Shaft replacement Remove the propeller from the shaft - grip the shaft/cog with your fingers or some pliers and rotate the propeller anticlockwise when viewed from the front. You will need to use some pliers to grip the white plastic nut on the back of the shaft and rotate the shaft/cog clockwise. Once off, be careful not to loose the brass washer by the white nut (mine was stuck to the brass bushing). Refitting the new shaft is a reverse of the above. Just screw the white nut until the main gear is centered over the motor pinion.
Rudder replacement It will invariably happen that you will break a rudder hinge if you crash at a high speed into something that catches on the rudder. Unhook the control horn from the broken Rudder and rethread the new rudders control horn onto the Z bend. I use the middle hole for general flying. The inner hole should only be used if you have to turn really tightly.
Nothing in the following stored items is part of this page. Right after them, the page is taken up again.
PR #1059, opened 2026-09-14
Reuse SVG artwork across a document, and paint border-image slices correctly

ChrisVanDijk:
Two related pieces of work on how SVG artwork reaches the PDF: storing it once per
document instead of once per placement, and fixing the 9-slice painting that reuse
made visible.

## SVG artwork is cached in document-local Form XObjects

A parsed `SvgDocument` painted more than once — a `position: fixed` logo on every
page, an `` repeated down a list, a `background-image`, a
`border-image` source — used to be written into the PDF again at every placement.
`SvgRenderer.RenderCachedInto`/`GetOrCreateForm` now render it once into a Form
XObject and invoke that form wherever it appears.

The cache is keyed on the parsed document's identity plus the size and
`PixelsPerPoint` it is painted at, and lives in a `ConditionalWeakTable` keyed on
the owning PDF document, so a form never escapes the document it belongs to and a
finished document plus its forms can be collected. Identity rather than structural
equality is deliberate: two separately built inline SVGs can differ only in a
resolved `currentColor`. A graphics with no document to own a form — a measuring or
recording pass — still gets the individual drawing calls, as does artwork too small
for a form to be worth it.

## border-image painted the whole source into every one of its nine regions

`BorderImageDrawHandler` computes a source rectangle per region, but the backend
threw it away: `XGraphicsPdfRenderer.DrawImage(image, destRect, srcRect, unit)`
carried a `// TODO: incomplete - srcRect not used` and drew the entire image into
the destination. So every corner, every edge and every repeat tile painted the whole
texture squashed into its own band — a frame far denser and differently coloured
than the author wrote. The existing tests all asserted destination geometry, and the
recording mock did not record `srcRect` at all, so nothing caught it.

PDF has no operator for drawing a sub-rectangle of an image or Form XObject, so the
crop is composed in `GraphicsAdapter`: clip to the destination, then place the whole
image at the scale and offset that lands `srcRect` exactly on it. A whole-image
`srcRect` — what every background layer passes — short-circuits to the same
`XGraphics` call as before, so un-cropped draws emit byte-identical operators.
Nine-slice painting also turns interpolation off for its duration: clipping does not
stop a smoothing sampler reading half a source pixel past the cut, which at the
6x-and-up scales a slice-to-border stretch reaches was bleeding a quarter of the
border width.

Second defect in the same picture: an SVG `border-image-source` was treated as
sizeless and stretched over the border-image area before slicing, distorting the
artwork and giving every edge tile the wrong aspect. It is now sliced at its own
intrinsic size per CSS Images 3's default sizing algorithm; only a genuinely
sizeless SVG falls back to the area, as a gradient still does. A bare `<number>` in
`border-image-slice` counts CSS pixels on a vector or generated source, so
`ResolveSlice` takes the unit to count them in.

## Showcase

The 12-page document exercising all of this was a hand-written HTML file force-added
into `docs/showcase/`, a gitignored build-output directory. It now goes through
`SaveShowcaseAsync` like every other showcase and appears on the showcase page. Its
repeated SVG `border-image` is what makes it a real test of reuse: a border-image
invokes its source once per corner and once per edge tile, so one form is placed
dozens of times per page rather than once.

Measured by rendering the showcase's own generated HTML with the form cache switched
off, everything else identical: **24 Form XObjects and 176,077 bytes without reuse,
against 2 and 126,666 with it** — the no-reuse file is 39% larger. The saving is
smaller than the object count suggests because content streams are compressed and
this artwork is light; a heavier repeated illustration widens the gap.

## Verification

- Full suite on net8.0: 11,493 passing. Two `LineClampIntegrationTests` failures
  pre-date this branch and reproduce on a stashed tree.
- 100% diff coverage on the library changes.
- Rasterized through both PDFium and MuPDF per this repo's paint-verification
  convention: a synthetic 3×3 colour grid now puts each colour in its own region (it
  previously put all nine in each), the `border_image` showcase renders as an actual
  picture frame, and gradient frames run continuously around the border instead of
  repeating the whole gradient nine times.
- New tests cover the crop arithmetic and its emitted clip/placement operators,
  per-region source rectangles, SVG intrinsic sizing both ways, and the slice number
  unit. The recording mock now captures `srcRect` and the interpolation flag as of
  each call.

`docs/html-css-support.md` and `docs/architecture.md` updated; reasoning and traps
recorded under `.claude/recent-fixes/` and `.claude/invariants/`.


jhaygood86 (changes requested):
The actual feature work here is solid — I independently verified both pieces rather than trusting the description, since this is squarely the kind of PDF graphics-state change CLAUDE.md is strictest about:

- **SVG form reuse**: confirmed the cache is genuinely identity-keyed (`SvgDocument` has no `Equals`/`GetHashCode` override, so the dictionary key uses reference equality), confirmed it's scoped to a `ConditionalWeakTable` on the owning `PdfDocument` (safe across concurrent `PdfGenerator` instances, collectible once a document is done), and confirmed the measuring-pass/too-small-for-a-form fallbacks are real and tested. I built a standalone repro — two identical `fill="currentColor"` circles under different ancestor `color:` — and rasterized through both PDFium and MuPDF: both correctly show one red and one blue circle, no accidental form-sharing from the `currentColor` divergence this identity-keying is meant to guard against.
- **border-image crop**: hand-checked the placement-transform math against `ComputeCroppedPlacement` for a concrete example and it's correct; confirmed the whole-image-srcRect path is structurally a no-op (`XGraphicsPdfRenderer.DrawImage` never reads `srcRect` at all, so any whole-image draw is byte-identical to before); confirmed the interpolation toggle is scoped to the nine-slice paint only, not a permanent change. Built a synthetic 3×3 colour-grid border-image and rasterized through both renderers — all 8 border regions show their own distinct colour with no bleeding, which is the decisive visual proof this bug is actually fixed rather than just no longer showing up in a content-stream substring check.
- CSS Images 3's default-sizing algorithm is applied correctly for the SVG-intrinsic-size fix (checked against the fetched spec text).
- Mutation-tested both fixes independently; reverting either reproduces the exact symptom described.

**Blocking: `GraphicsAdapterImageCropTests.CroppedDraw_ClipsAroundTheDestinationBeforeInvokingTheForm` is locale-dependent and CI confirms it — failing on `windows-latest`/`macos-latest`, passing on `ubuntu-latest`.** `NewPage()` calls `document.AddPage()` with no explicit page size, and `PdfPage`'s default is `RegionInfo.CurrentRegion.IsMetric ? PageSize.A4 : PageSize.Letter`. The test hardcodes A4-derived coordinates (assuming an 842pt-tall page), so it only passes on a metric-locale machine. Two of three CI platforms are apparently resolving non-metric here. Fix is small — pass an explicit page size (A4, matching the test's existing assumption) into `NewPage()` rather than relying on OS locale.

Two minor, non-blocking notes, not worth holding up the fix above:
- The PR's byte-savings figure (176,077 → 126,666 bytes, 39% smaller) didn't reproduce exactly on independent re-measurement (I got closer to a 20% gap) — the Form XObject counts (24 → 2) matched exactly, so this looks like measurement-methodology drift (in-process vs. CLI-against-saved-HTML) rather than a wrong claim; the PR's own recipe note already flags this figure as re-derivable/drift-prone.
- Diff coverage measured at 97%, not the claimed 100% — two uncovered lines in `SvgRenderer.cs` (a zero-size-viewport guard and a null-tile-creation branch), both defensive edge cases, comfortably above the 90% gate.

Once the locale-dependent test is fixed and CI is green, this should be good to merge.

jhaygood86 (approved):
The locale-dependent test failure is fixed correctly — `page.Size = PageSize.A4` pinned right after `AddPage()`, plus a well-written invariant note explaining the trap (`PdfPage.Initialize()` follows `RegionInfo.CurrentRegion.IsMetric`, so an unpinned hand-built `PdfDocument` fixture silently depends on the machine's locale) so it doesn't resurface in a future test built the same way.

CI green on all three platforms, my own `dotnet build PeachPDF.slnx -t:Rebuild` (0 warnings) and `dotnet test --framework net8.0` (11,495 passed / 0 failed / 9 skipped) both clean. Combined with the earlier round's independent verification of both pieces of feature work — the SVG Form XObject reuse (identity-keyed cache, confirmed no `currentColor` cross-contamination via rasterization through PDFium and MuPDF) and the border-image slice cropping (hand-checked transform math, confirmed via a rasterized 3×3 colour-grid test that each region now paints from its own part of the source rather than the whole image) — this is good to merge.

PR #1063, opened 2026-09-14
Draw a block's text decoration over its inline content

ChrisVanDijk:
The bookmarks showcase underlines its table-of-contents entry all the way to the right page margin. The entry is `a.toc-entry { display: block }`, and paint drew text decoration over each of a fragment's decoration rectangles. For an inline box those are its per-line rectangles — the text — but a block-level box has exactly one, its own border box, which is the right area for a background and a border and the wrong one for a decoration line.

[css-text-decor-3 §2.4](https://www.w3.org/TR/css-text-decor-3/#line-decoration) does not decorate the block itself: a block container's decoration propagates to an anonymous inline box wrapping its in-flow inline-level content, and through its in-flow block-level descendants to theirs. So the geometry needed is the inline content's, one span per line box.

## The change

`FragmentPainter.PaintPropagatedDecoration` handles the one-rectangle case, recognized at paint time as `lines is [{ Line: null }]` — only the own-bounds branch emits a `LineFragment` with no `CssLineBox`. It walks the fragment's children collecting one union rectangle per line box and draws a line over each.

- **The spans come from the fragment tree, not the box tree**, so a block broken across pages decorates exactly the lines that landed on the page being painted, with no coordinate mapping — fragment rectangles are already fragmentainer-local.
- **A descendant hosted on a line box contributes its rectangles and is not descended into.** Its rectangle already covers its content: an inline box's own, including its padding and border; an atomic inline's whole border box, which §2.4 draws the line across without propagating into its contents. Anything else is a block whose own rectangle is a border box again — the thing this avoids reading — so it is descended through.
- **Out-of-flow descendants are skipped**, per the same section.
- **`PaintDecoration` gained `ownDecorationArea`.** A propagated span is inline content geometry, already inside the box's padding; the padding/border insets and the `bottomInset` compensation exist for a rectangle measured from the box's *border* edges and would displace a span. That is what makes an underlined block with padding correct rather than merely different.
- The subtree walk is gated on the box declaring a decoration at all (its own or its `::first-line`'s), so the overwhelming majority of blocks never start it.

## What a document author sees

- A block wider than its text is underlined only under the text; a wrapped block draws one line per line box instead of one across the whole block.
- The span follows `text-align`, so centred and right-aligned blocks are decorated where their text sits.
- Floats and absolutely positioned descendants are not decorated, and a block with no inline content draws no line at all where it used to draw a full-width one.

## Found by running it

An opaque atomic inline (an ``, an inline-block with a background) **covers** the propagated line, because the line is painted with the block and the atomic inline paints later. With the background removed the same line is continuous underneath, so this is CSS 2.1 Appendix E's existing paint order showing through rather than the new geometry — deliberately not changed here.

Union-of-tops for a span's y-position was the other worry: a tall inline-block or a baseline-aligned image drags the union's top upward and could lift the line. Rasterizing both cases put the line at text level, so no per-descendant special case was added.

## Verification

- 8 new tests in `TextDecorationPaintIntegrationTests.cs` — span extent vs. the block's width, one span per line box, several inline children on one line unioning into a single span, padding, an in-flow block descendant, a skipped float, an empty block, and a block with no decoration. All 19 in the file pass.
- Full net8.0 suite: 11546 passed, 2 failed — both `LineClampIntegrationTests`, failing identically on `main` with this change stashed.
- `dotnet build PeachPDF.slnx -t:Rebuild`: 0 warnings.
- Diff coverage: every changed line is hit.
- Rasterized through both PDFium and MuPDF (they agree): the bookmarks fixture, plus wrapped, centred, right-aligned, padded, nested-block, floated, atomic-inline, image and empty cases.


jhaygood86 (changes requested):
The core fix is correct and well-verified — I independently checked it against css-text-decor-3 §2.4's actual propagation mechanics and rasterized six scenarios through both PDFium and MuPDF (the TOC/bookmark repro, a wrapped block, centered/right-aligned text, a padded block, a block with float/absolute siblings, and the atomic-inline-coverage case) — all match the PR's description exactly. Mutation-testing confirms the fix: reverting reproduces the full-block-width underline symptom on 6 of the 8 new tests (the other 2 don't discriminate old/new behavior in their current fixtures — harmless, but worth tightening at some point, non-blocking).

**Blocking: the new `.claude/recent-fixes/2026-09-14-block-text-decoration-propagates-to-inline-content.md` misstates css-text-decor-3 §2.4.** It says an atomic inline's "whole border box... §2.4 draws the line across without propagating into its contents." The actual spec text is unambiguous: *"Atomic inlines, such as images and inline blocks, are not decorated"* — no line at all, not "drawn across but not propagated into." I confirmed by rasterizing an atomic inline with `opacity:0` (rather than an opaque background) that PeachPDF's decoration line genuinely runs straight through the atomic inline's geometry (verified against the raw content stream, not just a screenshot) — it's normally invisible only because most atomic inlines paint opaque content on top of it. This is a real, pre-existing spec deviation, not something this PR introduces or worsens (identical on `main`) — but since this PR's own new doc file is the one making the (incorrect) claim about it, and CLAUDE.md is explicit that "an accepted gap that is a genuine spec deviation must be tracked as an issue, not only recorded as prose," this needs two small things before merge:
1. Correct the inaccurate sentence in the recent-fixes note.
2. Add a proper `.claude/accepted-gaps/` file for "atomic inlines are drawn through by a decoration line rather than excluded" with a filed tracking issue, since this is exactly the kind of gap CLAUDE.md's convention exists for — otherwise it'll just quietly disappear when the recent-fixes note expires in 30 days with no permanent record.

Everything else — the propagation-to-inline-content mechanism itself, the out-of-flow exclusion, the `ownDecorationArea` padding-inset fix, the decoration-gate short-circuit, the nested-decorating-box color-propagation behavior (which I separately confirmed matches css-text-decor-3's own worked example almost exactly) — checks out. Full suite, build (0 warnings), diff coverage (100% on changed lines), and CI are all clean; the `LineClampIntegrationTests` pre-existing-failure claim in the PR body didn't reproduce on either `main` or this branch in a clean full-suite run, similar to a couple of recent PRs — worth being more careful about that specific claim going forward, but not blocking here since nothing points to it masking an actual regression in this PR.

Once the doc correction and accepted-gap/issue are in, this is good to merge.

jhaygood86 (approved):
The follow-up commit is exactly right, and better than I asked for. It corrects the inaccurate spec claim in both places it appeared (the recent-fixes note and the code's own doc comment on `PaintPropagatedDecoration`), and files a genuinely well-reasoned accepted-gap file — I checked, issue #1066 is real and open. It correctly identifies this as pre-existing (the old full-width block decoration ran through atomic inlines the same way before this PR's propagation mechanism existed) rather than something this PR introduces, cross-references the related already-filed `text-decoration-skip-ink` gap (#1064, also verified open) since both need the same "subtract from the span" mechanism, and even flags the two specific details a future fix will need to get right (margin box vs. border box; recognizing an atomic inline by display type across two different layout paths). The docs update states the limitation without an issue citation, matching the repo's split between reader-facing docs and internal tracking.

My own verification: `dotnet build PeachPDF.slnx -t:Rebuild` — 0 warnings. `dotnet test --framework net8.0` — 11,549 passed / 0 failed / 9 skipped. CI green on all three platforms.

Merging.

In the plastic bag will be 3 plastic bits the large one is a replacement rudder/elevator hinge assembly this should only break if you step on the poor thing. The mid sized bit of tube is a spacer on top of the rudder assembly. The small tube is to fit onto the bottom of the rudder pin to stop if falling out. Fit the rudder pin through the hole on the fuselage. It is not critical to have things a snug fit if anything, it should be very loose. Push the small tube onto the rudder leaving a few millimeters away from the hinge plastic. Place a small dab of CA onto the bottom of the rudder pin so it wicks into the small tube. If you have some accelerator, spray this in a direction down and away from the hinge assembly on the fuselage else you may get some in the assembly and glue the rudder solid. You will then need to buy some De-Bonder and clean it all out!
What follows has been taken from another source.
PR #1068, opened 2026-09-14
Fix line-clamp fixture width in comma-decimal locales

ChrisVanDijk:
When the test runner uses a comma as its decimal separator, BuildFixtureNeedingExactlyOnePopAsync interpolates its measured width into an invalid CSS length such as width:75,873pt. The paragraph then stays wide enough that the line-clamp tests never exercise the intended word-pop path.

Main Wing replacement The replacement wing comes as a pre-made wing. If you have broken the main upright rod/strut then you will need to get a replacement fuselage to get new struts. The fitment of the main wing is semi critical as it sets the flying characteristics by the angle of the main wing to the motor and elevator. To remove the old wing you will need to cut the plastic T piece of the old wing away. Avoid cutting into the upright rod as we need this undamaged and the correct length (the front one is longer than the back strut). Make 3-4 slices upwards next to the carbon rod and the plastic joiner should separate and be able to pull away. Clean up the rod by scraping the old glue from the rod. Test fit the new wing and make sure you have the correct heights as shown on the pictures. Tip the plane upside down and place a small drop of CA against each T piece so it runs into the plastic assembly. Do not use Accelerator as it may attack the covering.
Elevator replacement The elevator comes assembled with the hinge unit. To remove the old elevator you will need to cut the plastic T piece of the old unit away. Avoid cutting into the fuselage rod as we need this undamaged. Fit the control wire Z bend onto the control horn Standard is the third hole out. For extreme harriers I have tried the second hole, but general flying is made hard as the plane will stall more. I advise using 50-60% Expo. Place a dab of CA on to the fuse near the hinge unit so it wicks into the unit. Apply a spray of Accelerator to speed the setting. You will need to refit the rudder to complete repairing the Vapor.